I wrote this for my Dad.

in #writing6 years ago (edited)

Father’s Day 17 June 2018

Time. It’s the strangest of bedfellows. There are days it seems to creep along, tiptoeing ever so slowly. Other days, you blink your eyes and the day is over. But, in the end, it’s relentless. Parents have always known this; your child is this tiny amazing miracle, and when you turn around, that tiny human is an adult. Now, reverse this thinking, and it’s the same with our parents.

My Dad is aging, still. At 83, he is shorter than he used to be, and he bends when he walks. “Daddy, stand up straight” I tell him. And, most of the time he does. Other days, he tells me that it’s too hard to stand straight. Somehow, I think if he stands up straight, he won’t be as old.

My Dad’s eyes are as bright and lively as ever, but I see changes. I see the frustration when he can’t remember something he thinks he should remember. I see the anger when he tries to turn a screw driver or open a jar and his muscles won’t respond. These are things he never had to think about or struggle with in the past. At times, I think he feels as though his worth has been taken from him, that my Mom will see him as less of a man. He still needs and wants to be the one to protect and care for her, and it seems his body betrays him at every turn. “Daddy, fight; don’t let time win!” I want to tell him.

I know that I still see my Dad through the eyes of his little girl. He was my hero, my role model, my teacher. As I got older, he was the one I went to with problems and questions. And I still see him that way. I still run to my Daddy. But, now when I am forced to see him through the eyes of time, I realize our time together is precious.

The universe is masterful, and sometimes plays us like a chessboard. When I lived far enough away, that I only saw my parents a few times a year, the changes in them were surprising, but I could go home and pretend I didn’t notice. And yet, I wanted more time with them. The universe moved her pieces on the board, and I am close by. It is a bittersweet gift. I see how often my Dad falls asleep, and I want to scream at him to stop driving. I know he won’t, though, because that is the last vestige of freedom. I think in his mind, if he gives that up, time has won. So, we pray, my Mom and I, every time he gets behind the wheel. And I pretend not to see the sorrow and frustration in her eyes. We are powerless to stop the progress of aging.

So, we cherish the time we are given.
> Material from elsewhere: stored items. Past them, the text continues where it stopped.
Issue #4233, opened 2020-07-17
repro: update status message for dvc-added files


sarthakforwet:
## Bug Report

As we know that running `dvc repro` command would reproduce the stages defined in `dvc.yaml` file. One thing we also know that `.dvc` file can be used as the beginning of a pipeline. If we consider a sample case where we have the follwing pipeline and we perform `dvc repro`. 

![image](https://user-images.githubusercontent.com/46163196/87825476-d7d50b80-c894-11ea-89c8-016daa1b2e6e.png)

As we can see the command is successful in its execution but the thing to note that it's considering `.dvc` files as a stage (which they are probably not) as can be seen from the first line of the output. 

Does the output corresponding to `.dvc` file needs some updations? 
**Output of `dvc version`:**

```console
$ dvc version
DVC version: 1.1.7
Python version: 3.8.3
Platform: Windows-10-10.0.19041-SP0
Binary: False
Package: pip
Supported remotes: http, https
Cache: reflink - not supported, hardlink - supported, symlink - supported
Repo: dvc, git
```

**Additional Information (if any):**

This issue is outcome of the discussion at [#1572(review)](https://github.com/iterative/dvc.org/pull/1572#discussion_r456230017)

efiop:
Hi @sarthakforwet ! Great points! The dag part is discussed in https://github.com/iterative/dvc/issues/4058 , but we do indeed need to reconsider `repro` output as well. Thank you for the feedback!

sarthakforwet:
Thanks @efiop.

Suggestion: We can change the output so that whenever a `.dvc` extension is detected, it would print "Deps" instead of "Stage".

Also, Can I also work on this issue and what would be the prerequisite for it? Thanks

efiop:
> Suggestion: We can change the output so that whenever a .dvc extension is detected, it would print "Deps" instead of "Stage".

Good suggestion, but I think we are better off using something like
```
if not isinstance(stage, PipelineStage) and stage.is_data_source:
    # new message
```
:slightly_smiling_face: Especially since `.dvc` might be a legacy pipeline file.

> Also, Can I also work on this issue and what would be the prerequisite for it? Thanks

Sure! Please feel free. Looks like you'll simply need to adjust the message in https://github.com/iterative/dvc/blob/b77ce02f6b7f66efa9fc73b7146f1c4bf4fa6da3/dvc/stage/__init__.py#L309 . Let us know if you'll have any questions. Thank you for looking into it! :pray:

[...]

PR #4269, opened 2020-07-23
repro: update status message for dvc-added files

sarthakforwet:
The reason for updating the status message is that `.dvc` files are not stages and hence we can just remove the prefix "Stage" from the output whenever a `.dvc` file would be detected.

References #4233

### DIFF
--- a/dvc/stage/__init__.py
+++ b/dvc/stage/__init__.py
@@ -306,7 +306,10 @@ class Stage(params.StageParams):
     @rwlocked(read=["deps"], write=["outs"])
     def reproduce(self, interactive=False, **kwargs):
         if not (kwargs.get("force", False) or self.changed()):
-            logger.info("Stage '%s' didn't change, skipping", self.addressing)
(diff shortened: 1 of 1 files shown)


dvc/stage/__init__.py
```diff
@@ -306,7 +306,10 @@ def remove(self, force=False, remove_outs=True, purge=True):
     @rwlocked(read=["deps"], write=["outs"])
     def reproduce(self, interactive=False, **kwargs):
         if not (kwargs.get("force", False) or self.changed()):
-            logger.info("Stage '%s' didn't change, skipping", self.addressing)
+            if '.dvc' in self.adressing:
```
efiop, line 309: As I've mentioned in https://github.com/iterative/dvc/issues/4233#issuecomment-660721316 , using `.dvc` suffix is not the best approach:
```suggestion
            if not isinstance(stage, PipelineStage) and stage.is_data_source:
```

I will still run to my Dad for advice, counsel, or just to talk. I’ll visit, we’ll go to lunch or dinner, and I will treasure this gift of closeness. I will never stop being thankful for the man my Dad is. And, yes, I know he has flaws. But my sons are better men because they grew up with his influence and counsel. My daughter is obsessive about auto maintenance because she learned it from her Grandpa. People tell me I am just like my Dad, and I am proud of that.